I have not tried going to a dealer to visually check but was wondering if any of the Newer tractors are using the "Bobcat" style flat faced fitting on the hydraulic remotes. My Kubota seems to always have a frustrating leak at the remotes. I have changed the O-rings numerous times with little to no improvement.

It would not be a cheap change. The fittings I priced averaged close to $50 each so it would get close to $1,000 to change everything over.

Any ideas to remedy my current fittings or suggestions greatly appreciated.


----------



## Vol (Jul 5, 2009)

Are you saying that your Kubota leaks from each remote?

Regards, Mike


----------



## r82230 (Mar 1, 2016)

I have a 'little' experience with the flat faced fittings. The reason for the 'little' part, is I find them a PIA. In my case it didn't take much pressure to my connecting/disconnecting damn near impossible. More than once I had to unscrew the fitting (allowing oil to leak, relieving pressure), before I could connect/disconnect.

How much pressure, you might ask? Well if I disconnected when colder (nighttime) and tried to connect during heat of the day type pressure. I even made connectors to put on the end of the lines, with an air space (to relieve pressure build up). I can't find pictures right now, but similar to what you would put on a water line in a house to stop the pipe banging.

Found pictures of what I created, (the hook on the end is to hang them, while keeping air where I want it):





  








Hy Relief 02




__
r82230


__
Feb 19, 2020











  








Hy Relief 01




__
r82230


__
Feb 19, 2020








Needless to say, have adapted all of them that I use on a regular basis to poppet type (what is standard on most non-green tractors, I think).

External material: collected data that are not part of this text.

PR #478, opened 2026-03-29
viewport pin page

zackattackz:
Introduce the following:

1. New command `agent-shell-viewport-pin-page` for use in `agent-shell-viewport-view-mode`. This command will open the currently viewed page in a read-only mode in some other window (in `special-mode` so you can quit with "q"). This is useful for referencing previous turns without the constant need to switch between pages or manually copy/pasting output.

2. Custom variable `agent-shell-viewport-pin-page-switch-buffer-function`. The function used to display the pinned page. Defaults to `#'display-buffer`.

3. Map `agent-shell-viewport-pin-page` to `"d"` in `agent-shell-viewport-view-mode-map`.

4. Display this binding in the help page of viewport view mode.
---

I understand if you don't wish to merge this, it could be implemented in another package. But it is a really small amount of code for something I think is essential for any serious usage of viewport mode (Unless there is some alternative workflow I am missing). Thank you for considering!

## Demo
[pin-demo.webm](https://github.com/user-attachments/assets/4ac52b42-a4c3-4f8b-8d46-364b39689f29)

## Checklist

### DIFF
--- a/README.org
+++ b/README.org
@@ -607,86 +607,115 @@ always go to Evil modes if you need to with ~C-z~).
 #+END_SRC
 
 #+RESULTS:
-| Custom variable                               | Description                                                                     |
-|-----------------------------------------------+---------------------------------------------------------------------------------|
-| agent-shell-agent-configs                     | The list of known agent configurations.                                         |
-| agent-shell-anthropic-authentication          | Configuration for Anthropic authentication.                                     |
-| agent-shell-anthropic-claude-acp-command      | Command and parameters for the Anthropic Claude client.                         |
-| agent-shell-anthropic-claude-command          | Command and parameters for the Anthropic Claude client.                         |
-| agent-shell-anthropic-claude-environment      | Environment variables for the Anthropic Claude client.                          |
-| agent-shell-anthropic-default-model-id        | Default Anthropic model ID.                                                     |
-| agent-shell-anthropic-default-session-mode-id | Default Anthropic session mode ID.                                              |
-| agent-shell-auggie-acp-command                | Command and parameters for the Auggie client.                                   |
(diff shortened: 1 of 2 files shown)


zackattackz:
Also to note: I regenerated the README's "Customizations" and "Commands" by running the source blocks in there. I glanced at the output to make sure it looks good (it does) but I did not do a deep comparison of those changes - so there may be more commands/variables added in those blocks than just the new ones if the README was stale.

xenodium:
Thanks for the PR.

We have something somewhat similar by pressing `C-c C-p` to go to the previous page. You can select any region and press `r` to reply and that region is automatically copied over. Does that cover your use case?

zackattackz:
Heyo, thank you for checking this out.

> Does that cover your use case?

Is the text copied this way included in the actual reply to the agent or is it automatically excluded? If not excluded it seems inefficient if my purpose is just to reference prior pages.

Also, the fonts + markdown rendering is not done through this method. Collapse-able sections are expanded.

Either way I still prefer it to be copied to another buffer in another window for ease of reference. The UX is a bit nicer if you are pinning multiple windows though, it allows the user to quickly pin several pages and organize them to their liking (through display buffer alist or through the custom variable). Perhaps this could be better integrated with the method you suggest though?

zackattackz:
Honestly after using this for some more days I think while it is nice to have, there's no need to merge to agent shell. Reason is there is lot of room for opinions on how the pages should be pinned, and it could be implemented better with indirect buffers rather than just copying everything over like this does. Could also arguably get it's own mode defined, and then you have a lot of extra code to maintain...

So I don't think it really should be included, so I will close this. (Though it is totally up to you in the end if you want to re-open this!)

That said I think it'd be cool if we had an active github discussions page or something like it. For people to share their more opinionated configs, like this, around to get inspiration and tips :)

How old is your K-bota? Perhaps, you need to replace the females because of age/usage?

Larry


----------



## slowzuki (Mar 8, 2011)

A friend has removed most of his flat face couplers from his excavator for leaks.

I have one coupler on my MF that leaks, I've changed the 0-ring several times but the dealer keeps giving me generic o-rings from a kit and they aren't quite right. Is your dealer ordering the right one?


----------



## IH 1586 (Oct 16, 2014)

dvcochran said:


> I have not tried going to a dealer to visually check but was wondering if any of the Newer tractors are using the "Bobcat" style flat faced fitting on the hydraulic remotes. My Kubota seems to always have a frustrating leak at the remotes. I have changed the O-rings numerous times with little to no improvement.
> 
> It would not be a cheap change. The fittings I priced averaged close to $50 each so it would get close to $1,000 to change everything over.
> 
> Any ideas to remedy my current fittings or suggestions greatly appreciated.





r82230 said:


> How old is your K-bota? Perhaps, you need to replace the females because of age/usage?
> 
> Larry


That was my thought as well. Sometime the repair is beyond simple o-ring replacement.

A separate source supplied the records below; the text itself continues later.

PR #503, opened 2026-04-06
Add agent-shell-macext to related projects

cxa:
Adds <https://github.com/cxa/agent-shell-macext> to the related projects list in README.org.


xenodium (approved):
Lovely. Thank you!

What style are they? I upgraded my NH from generic to push/pull so I can hook up under pressure .

https://www.allpartsstore.com/ItemDetl.htm?B2BSessionID=200219276322290&CategorySeq=M&SelcBrand=FD&SelcMachn=TRACTOR&SelcModel=&SelcSectn=&SelcSubsc=&SearchDesc=1&TextSearch=COUPLER&ItemNumber=5179558


----------



## Gearclash (Nov 25, 2010)

There must be something wrong with the existing couplers. They don't typically leak just for the fun of it. If there are real O rings in there (compared to the "quad X" ring that CIH used) is there supposed to be a backing ring behind it? If there is a backing ring is it in the right place? They need to be away from the oil side of the O ring. Is the male side of the coupler worn or damaged?

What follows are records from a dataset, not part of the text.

Issue #500, opened 2026-04-03
📣 Expect temporary delays responding to PR/Issues


xenodium:
https://xenodium.com/and-then-there-were-three

zackattackz:
Congrats! :)

tarushnagpal:
Congratulations! 🎊

lima-limon-inc:
Congratulations!!!!!! Wish you the best ❤️

timfel:
Congratulations 🎉 You're in for a ride 🙂

robjgray:
Wonderful!

HIRANO-Satoshi:
Congrats!! Have a great time!

xenodium:
Thank you all for the wishes! It's been wild and winderful at the same time. I love this little guy so much. Exciting times.

Gonna close this announcement now. I've been finding pockets of time here and there to chip at the project. Hope you're enjoying the latest changes.

PR #513, opened 2026-04-09
Quote reply to the complete response with R

martenlienen:
Add a keybinding `R` in view-mode to quote reply to the complete response without having to mark it first. This is useful when one wants to respond to many points by the agent in detail.

This is a follow-up to #512, so includes those changes as well. It makes sure not to show the response as context at the top, because it is all quoted anyway.

## Checklist

### DIFF
--- a/agent-shell-viewport.el
+++ b/agent-shell-viewport.el
@@ -662,6 +662,34 @@ With EXISTING-ONLY, only return existing buffers without creating."
               (agent-shell-viewport-edit-mode)
               (current-buffer))))))))
 
+(defun agent-shell-viewport--block-quote (text)
+  "Prefix each line of TEXT with \"> \"."
+  (concat "> " (replace-regexp-in-string "\n" "\n> " text)))
+
+(cl-defun agent-shell-viewport--setup-reply (&key reply-context quoted-text)
+  "Set up the buffer to compose a reply.
+
+REPLY-CONTEXT is shown as read-only context at the top.  QUOTED-TEXT is
+inserted as a block quote as part of the reply."
+  (with-current-buffer (agent-shell-viewport--shell-buffer)
+    (goto-char (point-max)))
+  (let ((had-snapshot agent-shell-viewport--compose-snapshot))
+    (agent-shell-viewport-edit-mode)
+    (agent-shell-viewport--initialize)
+    (agent-shell-viewport--restore-compose-snapshot :reply-context reply-context)
+    (when quoted-text
+      (goto-char (point-max))
+      (insert (if had-snapshot "\n\n" "")
+              (agent-shell-viewport--block-quote quoted-text) "\n\n"))
+    ;; Skip past any cursor-intangible layout text (e.g. the
+    ;; newline inserted by `agent-shell-viewport--initialize')
+    ;; so callers like `agent-shell-viewport-reply-1' can insert.
+    (goto-char (if (or had-snapshot quoted-text
+                       (and reply-context (not (string-empty-p reply-context))))
+                   (point-max)
+                 (or (next-single-property-change (point-min) 'cursor-intangible)
+                     (point-max))))))
+
 (defun agent-shell-viewport-reply ()
   "Reply as a follow-up and compose another prompt/query."
   (declare (modes agent-shell-viewport-view-mode))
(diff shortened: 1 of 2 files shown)


agent-shell-viewport.el
```diff
@@ -1048,6 +1114,9 @@ VIEWPORT-BUFFER is the viewport buffer to check."
                       '(((:function . agent-shell-viewport-reply)
                          (:description . "Reply…")
                          (:if-not . agent-shell-viewport--busy-p))
+                        ((:function . agent-shell-viewport-quote-reply)
```
xenodium, line 1068: I don't seem to find agent-shell-viewport-quote-reply. Am I missing a piece from the PR?

xenodium (commented):
Thanks for the PR.

Looks like a nice addition. Went to try it out, but I'm missing agent-shell-viewport-quote-reply. Am I missing a piece from PR?

martenlienen:
Sorry for that oversight. I lost the function while juggling all of these PRs in my local repository and moving a patch between them. Now everything should be here.

martenlienen:
Hey @xenodium did you have a chance to look at this again? This PR and the included changes from #512 are features that I rely on every day and they improve the viewport flow significantly for me, so I think it would be great for the community to have them merged.

xenodium:
Thanks for the ping and apologies for the delay. I'm gradually getting back to agent-shell work, but still finding my footing due to #500.

I had a play with it. I really like `R` and  `agent-shell-viewport-quote-reply` but found that #512 makes my reply buffers a little busy by default. I'm gonna use it a little more to see if I can get used to it, but gut feeling at the moment is to keep #513 and possibly drop #512. At present, the compose buffers can easily access previous pages and even remember drafts if you happen to want to go back and forth.

martenlienen:
I agree that it the look is not as nice as before where the reply buffer is completely clean. However, I reference the last agent message so often to write my reply that it is worth it to me to have it always visible without having to peek.

My mental model is as follows. If we denote user messages as `U` and agent messages as `A`, viewport lets us focus on `[U A]` pairs of messages in a long chat `U A U A U A [U A]`. With #512, we are only moving forward a half step `[A U']` while drafting message `U'` instead of having the viewport at `[U' _]` with a non-existing agent response. I have also thought about advising f and b to allow to navigate through the history by half steps in general, i.e. make `U A U [A U] A U A` a legal viewport state, but I have not tried that yet.

I think what makes sense for the user depends on how they think about the agent interaction. If the mental model is that the user sends a request and the model a response, then it makes sense to only allow to look at `[U A]` pairs of messages. But if the user message can also be a response to what the agent said, then it also makes sense for the user to want to look at `[A U]` pairs in the viewport.

xenodium:
Thanks for the additional details. I've given it a change and used it for a few days.

While the quick access to previous response is nice, it comes with the busy response buffer tradeoff I mentioned earlier. The majority of the time, the previous response text is not needed, so it feels like we'd be optimising for a secondary flow instead of the primary one.

I'm happy to merge `R/agent-shell-viewport-quote-reply` without the reply at top change if you're still keen to get that change in.  Sorry, I gave it a good try but it just didn't feel right.

martenlienen:
I have isolated the `R` change in this PR with a tiny fix that trims whitespace from the front and end of a quoted reply when you `r`. Often, when I select a paragraph, I also select the final newline of the paragraph, which means that the response quote ends with `\n> `, which does nothing. Trimming whitespace before quoting cleans this up.

I will continue to maintain the other patch privately then, because in my workflow this is useful basically all the time :) Would you be open to a PR that makes this configurable? Maybe also more generally allows you to switch between navigating in full steps vs half steps in the terminilogy of my previous comment?

xenodium (approved):

xenodium:
> I have isolated the R change in this PR

Thank you. Merged it.

>  tiny fix that trims whitespace from the front and end of a quoted reply when you r. Often, when I select a paragraph, I also select the final newline of the paragraph, which means that the response quote ends with \n> , which does nothing. 

Good one!

> Would you be open to a PR that makes this configurable?

My concern here is additional complexity. If we are able to keep the logic fairly isolated/simple, then I'd be open to it, but would have to have a look at some code to make a call. Sorry, I know this places some work on you without guarantees of being merged. Also, there was a small bug. If you reply and immediately cancel, you're prompted if you'd like to discard the buffer content (but nothing was entered by user).

martenlienen:
No worries, I will keep mulling it over a bit in my head and if I find a good solution without too much additional complexity, I will send a PR.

I've used the flat face skid steer couplers some and I'm not impressed. They can leak too.


----------



## Farmineer95 (Aug 11, 2014)

Look at the male ends also to be sure it's not rust pitted or has road rash.


----------



## dvcochran (Oct 1, 2017)

Vol said:


> Are you saying that your Kubota leaks from each remote?
> 
> Regards, Mike


Pretty much, yes.


----------



## dvcochran (Oct 1, 2017)

r82230 said:


> I have a 'little' experience with the flat faced fittings. The reason for the 'little' part, is I find them a PIA. In my case it didn't take much pressure to my connecting/disconnecting damn near impossible. More than once I had to unscrew the fitting (allowing oil to leak, relieving pressure), before I could connect/disconnect.
> 
> How much pressure, you might ask? Well if I disconnected when colder (nighttime) and tried to connect during heat of the day type pressure. I even made connectors to put on the end of the lines, with an air space (to relieve pressure build up). I can't find pictures right now, but similar to what you would put on a water line in a house to stop the pipe banging.
> 
> ...


The tractor is a 2005 with about 1200 hours.

I have flat faced fitting on my skid steer and have not had the problem you are describing (I think). Are you saying you cannot neutralize the pressure on flat faced fittings?


----------



## dvcochran (Oct 1, 2017)

slowzuki said:


> A friend has removed most of his flat face couplers from his excavator for leaks.
> 
> I have one coupler on my MF that leaks, I've changed the 0-ring several times but the dealer keeps giving me generic o-rings from a kit and they aren't quite right. Is your dealer ordering the right one?


No. I have been doing exactly what you describe, getting out of one of my kit boxes. When I went to Kubota the check they did exactly the same thing. I have tried both standard and metric O-rings. I just double check and the illustrated parts list on the Kubota does not even show an internal O-ring in the female side.


----------



## dvcochran (Oct 1, 2017)

Gearclash said:


> There must be something wrong with the existing couplers. They don't typically leak just for the fun of it. If there are real O rings in there (compared to the "quad X" ring that CIH used) is there supposed to be a backing ring behind it? If there is a backing ring is it in the right place? They need to be away from the oil side of the O ring. Is the male side of the coupler worn or damaged?
> 
> I've used the flat face skid steer couplers some and I'm not impressed. They can leak too.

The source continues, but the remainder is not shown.